• BRIEF
From the first line to the last, give the records again exactly.

--- SOURCE MATERIAL Enclosed Below ---

PR #1907, opened 2026-04-29
fix(prompts): signal_generator writes optimized_prompts column + shared helper

rozavala:
## Summary

**Second production bug** discovered after PR #1898 + #1901 confirmed the loader fix was working. The `optimized_prompts` column was populated for emergency-path cycles (`orchestrator.py:4981`) but **empty string for scheduled-path cycles** (`signal_generator.py:825` `council_log_entry` was missing the field entirely).

Production data Apr 29 (after PR #1898 merge):
- 4 populated cycles (emergency path) ✓
- 10+ empty-string cycles (scheduled path) ✗

Scheduled cycles are the bulk of trading activity. So even though the loader fix made optimized prompts ACTUALLY load, the data wasn't being persisted on the most common code path — the monitoring digest's cohort split was still blind to scheduled cycles.

### 1. New shared helper `trading_bot.utils.build_optimized_prompts_meta(reports)`

Extracts per-agent optimized-prompt provenance into a dict suitable for the `optimized_prompts` column. Centralized to prevent the two writers from drifting again — PR #1898 surfaced one drift, this PR closes the second drift, the helper prevents the third.

### 2. `signal_generator.py` — adds the missing field

Calls the helper to build `optimized_prompts_meta`, adds it to `council_log_entry`. Mirrors the orchestrator emergency path exactly.

### 3. `orchestrator.py` — refactored to use the helper

Same behavior, no functional change. Eliminates the "two copies of the same logic" risk.

## Tests

`tests/test_build_optimized_prompts_meta.py` — 9 unit tests covering:
- empty/None reports → empty meta
- skips legacy/commodity_profile (default sources)
- extracts `dspy_optimized_demos_only` (the shipped pattern, regression test)
- extracts all `dspy_*` sources
- demo_count defaults to 0 when missing/None
- skips non-dict reports defensively
- skips empty/missing `prompt_source`
- coerces string `demo_count` to int

All 2106 tests pass.

## Production impact after merge

Scheduled KC cycles will populate the `optimized_prompts` column the same way emergency-path cycles do. The monitoring digest's cohort split (PRs #1843/#1847) will start getting scheduled-cycle data — the bulk of production trading activity.

## Validation methodology

- PR #1898 fixed the LOADER (made optimized prompts actually load)
- PR #1901 added STARTUP check (positive signal that prompts loaded)
- This PR fixes the LOG PERSISTENCE (scheduled cycles now record provenance)

The three together close the loop on "shipped prompts → loading → recorded → measurable in monitoring." Pre-PR-1898, the entire chain was broken silently.


rozavala:
## Approve — closes the cohort-split monitoring gap that hid PR #1898

**Verdict:** Ship. Helper output is byte-for-byte equivalent to the pre-PR emergency-path inline logic, the `signal_generator.py` change is a strict additive write to a dict that was missing the field, and full test suite passes (2106 passed).

**MECE review:**

1. **Value (high).** This is the second half of the regression that made #1898 silent for two days. PR #1898 fixed the loader (optimized prompts now actually load); this fixes log persistence on the scheduled path (`signal_generator.py:825` `council_log_entry` was missing `optimized_prompts` entirely → schema backfill defaulted to `"{}"` → cohort split saw all scheduled cycles as "no optim", inverting the comparison). After merge, scheduled-path KC cycles — the bulk of trading — populate the column the same way emergency-path cycles do, so `scripts/monitor_optimized_prompts.py` finally sees the cohort it's supposed to be measuring.

2. **Risk (low — though touches signal_generator).** **Helper format matches existing rows exactly.** Verified by reading the pre-PR emergency-path inline block (`orchestrator.py` main @4906–4926) and diffing against `build_optimized_prompts_meta`: same skip rule (`ps and ps not in ('legacy', 'commodity_profile')`), same output shape (`{key: {'source': ps, 'demo_count': int(...)}}`), same `int(... or 0)` coercion. Both writers emit `json.dumps(meta)` into the column — schema continuity preserved (`schema.py:103` default `"{}"` already matches helper's empty-dict output for cycles where no agent used an optimized prompt). The `signal_generator.py` addition is purely additive — adds a key that was missing — and the value is `json.dumps({})` in the no-optim case, so old downstream readers (digest, dashboard, backfill) already handle it. Fail-closed semantically correct: if no agent loaded optim prompts, the helper returns `{}`, which the digest correctly classifies as "without-optim cohort." No regime/confidence/persona naming touched.

3. **Prior art.** PR #1799 (v11 schema), #1843/#1847/#1849 (digest + alert), #1898 (loader fix), #1901 (startup self-check). This is the missing rung between #1898 (load) and #1847 (measure).

4. **Trajectory fit.** Layered monitoring: #1901 = deploy-time loading check, this PR = steady-state persistence into cohort split. Both layers needed; this completes the loop.

**Verification:**
- **Helper format:** byte-equivalent to pre-PR emergency-path inline logic (verified line-by-line).
- **Call site coverage:** orchestrator emergency path AND signal_generator scheduled path are the only two writers (`grep` across repo). Both now route through the helper. No third writer exists.
- **Fail-closed:** missing/non-dict reports → skipped (defensive); no `prompt_source` → skipped; default sources (`legacy`, `commodity_profile`) → skipped. Result is always a serializable dict, always JSON-dumped before write. Exception path in signal_generator is wrapped in the existing `try/except` that logs failures.
- **Cohort-split unblock:** consumer (`monitor_optimized_prompts.py:137,251,308`) reads `(row.get("optimized_prompts") or "").strip()` — handles both empty-string legacy rows and the new `"{}"` populated rows correctly.

**Tests:** 2106/2106 passed in 440s (full `pytest tests/ -x -q --timeout=120`). 9 new unit tests in `tests/test_build_optimized_prompts_meta.py` cover empty/None/non-dict reports, default-source skipping, all `dspy_*` source variants, missing/None `demo_count`, and string-int coercion.

**The non-routine question** — does the helper produce output in the EXACT format that existing rows have? Yes, verified line-by-line against the pre-PR emergency-path block. Same skip predicate, same dict shape, same int coercion, same `json.dumps` at the call site. No schema split.

rozavala:
**Claude Code review — LGTM, ready to merge.**

Clean fix for a real production blind spot. Code review summary:

- **`trading_bot/utils.py`**: `build_optimized_prompts_meta` helper is well-designed — filters defaults, handles `None`/non-dict/missing fields defensively, coerces `demo_count` to int. Centralized to prevent future drift.
- **`trading_bot/signal_generator.py`**: Scheduled cycles now write `"optimized_prompts"` to `council_log_entry`, exactly mirroring `orchestrator.py:4981`. This closes the monitoring blind spot where scheduled cycles (the majority of production activity) were writing empty string for the column.
- **`orchestrator.py`**: Refactored to use the helper — no functional change to the emergency path.
- **Tests**: 9 cases covering the helper's edge cases. Test run: 28/30 pass; 2 failures are `ModuleNotFoundError: No module named 'requests'` in `notifications.py` — pre-existing sandbox environment issue, unrelated to this branch.

No trading logic modified. Safe to merge.

---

--- End of Enclosed SOURCE MATERIAL ---

• ANSWER BOX
PR #1907, opened 2026-04-29
fix(prompts): signal_generator writes optimized_prompts column + shared helper

rozavala:
## Summary

**Second production bug** discovered after PR #1898 + #1901 confirmed the loader fix was working. The `optimized_prompts` column was populated for emergency-path cycles (`orchestrator.py:4981`) but **empty string for scheduled-path cycles** (`signal_generator.py:825` `council_log_entry` was missing the field entirely).

Production data Apr 29 (after PR #1898 merge):
- 4 populated cycles (emergency path) ✓
- 10+ empty-string cycles (scheduled path) ✗

Scheduled cycles are the bulk of trading activity. So even though the loader fix made optimized prompts ACTUALLY load, the data wasn't being persisted on the most common code path — the monitoring digest's cohort split was still blind to scheduled cycles.

### 1. New shared helper `trading_bot.utils.build_optimized_prompts_meta(reports)`

Extracts per-agent optimized-prompt provenance into a dict suitable for the `optimized_prompts` column. Centralized to prevent the two writers from drifting again — PR #1898 surfaced one drift, this PR closes the second drift, the helper prevents the third.

### 2. `signal_generator.py` — adds the missing field

Calls the helper to build `optimized_prompts_meta`, adds it to `council_log_entry`. Mirrors the orchestrator emergency path exactly.

### 3. `orchestrator.py` — refactored to use the helper

Same behavior, no functional change. Eliminates the "two copies of the same logic" risk.

## Tests

`tests/test_build_optimized_prompts_meta.py` — 9 unit tests covering:
- empty/None reports → empty meta
- skips legacy/commodity_profile (default sources)
- extracts `dspy_optimized_demos_only` (the shipped pattern, regression test)
- extracts all `dspy_*` sources
- demo_count defaults to 0 when missing/None
- skips non-dict reports defensively
- skips empty/missing `prompt_source`
- coerces string `demo_count` to int

All 2106 tests pass.

## Production impact after merge

Scheduled KC cycles will populate the `optimized_prompts` column the same way emergency-path cycles do. The monitoring digest's cohort split (PRs #1843/#1847) will start getting scheduled-cycle data — the bulk of production trading activity.

## Validation methodology

- PR #1898 fixed the LOADER (made optimized prompts actually load)
- PR #1901 added STARTUP check (positive signal that prompts loaded)
- This PR fixes the LOG PERSISTENCE (scheduled cycles now record provenance)

The three together close the loop on "shipped prompts → loading → recorded → measurable in monitoring." Pre-PR-1898, the entire chain was broken silently.


rozavala:
## Approve — closes the cohort-split monitoring gap that hid PR #1898

**Verdict:** Ship. Helper output is byte-for-byte equivalent to the pre-PR emergency-path inline logic, the `signal_generator.py` change is a strict additive write to a dict that was missing the field, and full test suite passes (2106 passed).

**MECE review:**

1. **Value (high).** This is the second half of the regression that made #1898 silent for two days. PR #1898 fixed the loader (optimized prompts now actually load); this fixes log persistence on the scheduled path (`signal_generator.py:825` `council_log_entry` was missing `optimized_prompts` entirely → schema backfill defaulted to `"{}"` → cohort split saw all scheduled cycles as "no optim", inverting the comparison). After merge, scheduled-path KC cycles — the bulk of trading — populate the column the same way emergency-path cycles do, so `scripts/monitor_optimized_prompts.py` finally sees the cohort it's supposed to be measuring.

2. **Risk (low — though touches signal_generator).** **Helper format matches existing rows exactly.** Verified by reading the pre-PR emergency-path inline block (`orchestrator.py` main @4906–4926) and diffing against `build_optimized_prompts_meta`: same skip rule (`ps and ps not in ('legacy', 'commodity_profile')`), same output shape (`{key: {'source': ps, 'demo_count': int(...)}}`), same `int(... or 0)` coercion. Both writers emit `json.dumps(meta)` into the column — schema continuity preserved (`schema.py:103` default `"{}"` already matches helper's empty-dict output for cycles where no agent used an optimized prompt). The `signal_generator.py` addition is purely additive — adds a key that was missing — and the value is `json.dumps({})` in the no-optim case, so old downstream readers (digest, dashboard, backfill) already handle it. Fail-closed semantically correct: if no agent loaded optim prompts, the helper returns `{}`, which the digest correctly classifies as "without-optim cohort." No regime/confidence/persona naming touched.

3. **Prior art.** PR #1799 (v11 schema), #1843/#1847/#1849 (digest + alert), #1898 (loader fix), #1901 (startup self-check). This is the missing rung between #1898 (load) and #1847 (measure).

4. **Trajectory fit.** Layered monitoring: #1901 = deploy-time loading check, this PR = steady-state persistence into cohort split. Both layers needed; this completes the loop.

**Verification:**
- **Helper format:** byte-equivalent to pre-PR emergency-path inline logic (verified line-by-line).
- **Call site coverage:** orchestrator emergency path AND signal_generator scheduled path are the only two writers (`grep` across repo). Both now route through the helper. No third writer exists.
- **Fail-closed:** missing/non-dict reports → skipped (defensive); no `prompt_source` → skipped; default sources (`legacy`, `commodity_profile`) → skipped. Result is always a serializable dict, always JSON-dumped before write. Exception path in signal_generator is wrapped in the existing `try/except` that logs failures.
- **Cohort-split unblock:** consumer (`monitor_optimized_prompts.py:137,251,308`) reads `(row.get("optimized_prompts") or "").strip()` — handles both empty-string legacy rows and the new `"{}"` populated rows correctly.

**Tests:** 2106/2106 passed in 440s (full `pytest tests/ -x -q --timeout=120`). 9 new unit tests in `tests/test_build_optimized_prompts_meta.py` cover empty/None/non-dict reports, default-source skipping, all `dspy_*` source variants, missing/None `demo_count`, and string-int coercion.

**The non-routine question** — does the helper produce output in the EXACT format that existing rows have? Yes, verified line-by-line against the pre-PR emergency-path block. Same skip predicate, same dict shape, same int coercion, same `json.dumps` at the call site. No schema split.

rozavala:
**Claude Code review — LGTM, ready to merge.**

Clean fix for a real production blind spot. Code review summary:

- **`trading_bot/utils.py`**: `build_optimized_prompts_meta` helper is well-designed — filters defaults, handles `None`/non-dict/missing fields defensively, coerces `demo_count` to int. Centralized to prevent future drift.
- **`trading_bot/signal_generator.py`**: Scheduled cycles now write `"optimized_prompts"` to `council_log_entry`, exactly mirroring `orchestrator.py:4981`. This closes the monitoring blind spot where scheduled cycles (the majority of production activity) were writing empty string for the column.
- **`orchestrator.py`**: Refactored to use the helper — no functional change to the emergency path.
- **Tests**: 9 cases covering the helper's edge cases. Test run: 28/30 pass; 2 failures are `ModuleNotFoundError: No module named 'requests'` in `notifications.py` — pre-existing sandbox environment issue, unrelated to this branch.

No trading logic modified. Safe to merge.

---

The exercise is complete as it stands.